Pacers overcome 22-point deficit to capture coach Nate McMillan’s 500th win

Coach McMillan has a conversation with his leader on the floor, Jeff Teague. [Photo: Frank McGrath]

Nate McMillan needed to keep it real with his team at halftime. They had just played a very poor first half. They had allowed the Sacramento Kings (16-25), losers in five of their last six games, to shoot 64 percent from the field and score 60 points.

It was 60-41 after two quarters of play.

“We was playing in the first half like we were scared of them, like we was afraid, like we weren’t men, too,” veteran center Al Jefferson shared McMillan’s message to FOX Sports Indiana’s Jeremiah Johnson after the game. “And I think that got to us. … We just got a backbone and started to play together.”

That they did.

The Pacers rallied back from a 19-point hole in the second half and controlled the final quarters to open their three-game road trip with a 106-100 victory.

(The game ended at 1:00 pm ET, so you may be waking up and reading this … surprised to see the Pacers changed course and edged out a win.)

And it was a memorable one to Pacers head coach Nate McMillan. It’s his 500th career win, joining three other active coaches — Gregg Popovich, Doc Rivers, and Rick Carlisle — with at least 500 wins.

His career record is 500-471 (.515) over 13 seasons.

[Podcast with McMillan after getting hired]

The script flipped in the second half, after McMillan kept it real with his team in the locker room and longtime Pacers assistant Dan Burke provided the line of the season.

“It looked like some of the London game kind of snuck into this game, some of the FanJam snuck into this game. We’re not playing any [defense],” Burke said, adding that he didn’t see any sense of urgency in the first 24 minutes.

First, we saw the team muster up multiple runs. They outscored the Kings 30-19 in the third period after managing 21 and 20 points, respectively, in the first two. Al Jefferson, who contributed with great ease, posted a season-high 20 points on 9-of-12 shooting. Six points came in the fourth quarter.

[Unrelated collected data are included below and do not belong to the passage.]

PR #622, opened 2016-08-26
Fix RU bug if reality manifest is missing.

mpuncel:
This commit fixes a bug that would occur when attempting to count the
number of healthy nodes in a replication controller if there is no
reality manifest for the pod in question.

This can easily occur if a pod has been scheduled for the first time
on a bad host which will result in the reality manifest remaining empty.

### DIFF
--- a/pkg/roll/run_update.go
+++ b/pkg/roll/run_update.go
@@ -15,6 +15,7 @@ import (
 	"github.com/square/p2/pkg/kp/rcstore"
 	"github.com/square/p2/pkg/labels"
 	"github.com/square/p2/pkg/logging"
+	"github.com/square/p2/pkg/pods"
 	"github.com/square/p2/pkg/rc"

Paul George locked in and scored 17 of his 24 points in the second half as he played every second.

The Pacers saw their field goal percentage balloon from 42 to 65 percent, while the Kings’ fell from 64 to 33 percent. They forced 10 turnovers, resulting in 12 points, and boy did they score on the run.

Indiana ran off 22 fast break points in the final half while keeping Sacramento to a big donut. 22-0.

Beyond offensive efficiencies, the key tale that changed was at the center spot. DeMarcus Cousins, who recorded his first triple-double of the season with 25 points, 12 rebounds, and 10 assists, was flat-out dominant in the first half. He was responsible for 19-10-5 in 18 minutes.

Then second-year center Myles Turner outshined Cousins, who didn’t have a second-half field goal going 0-for-9. Turner, who was relentless and didn’t back down to a dominant player, scored 14 of his 16 points in the final two quarters and outscored Cousins 14-6.

Al Jefferson was kept to less than five minutes and McMillan didn’t play Kevin Seraphin in the second half. That’s because Turner was having his way, with much better assistance from his teammates.

Joining George (24 points) and Jefferson (20) in double figures was Jeff Teague, who yet again flirted with a triple-double: 22 points, 11 assists, 7 rebounds.

The Pacers win snapped a four-game losing streak to the Kings, who had swept the season series in each of the last two years. This was the Pacers’ first visit to the Golden 1 Center, the Kings’ new $550 million arena.

And for the sixth time in seven games Indiana made at least half of its field goals, shooting 52 percent.

This marks the halfway point of the season. The Pacers are 22-19, just as they were through 41 games last season. Team President Larry Bird wanted to see his team score more points, between 105 and 107 points per game. They’re averaging 105.8, up from 102.2 last year.

Having won seven of their last eight games, their Global Games content in London being the exception, the Pacers are tied for fifth in the Eastern Conference standings and just 1.5 games out of fourth.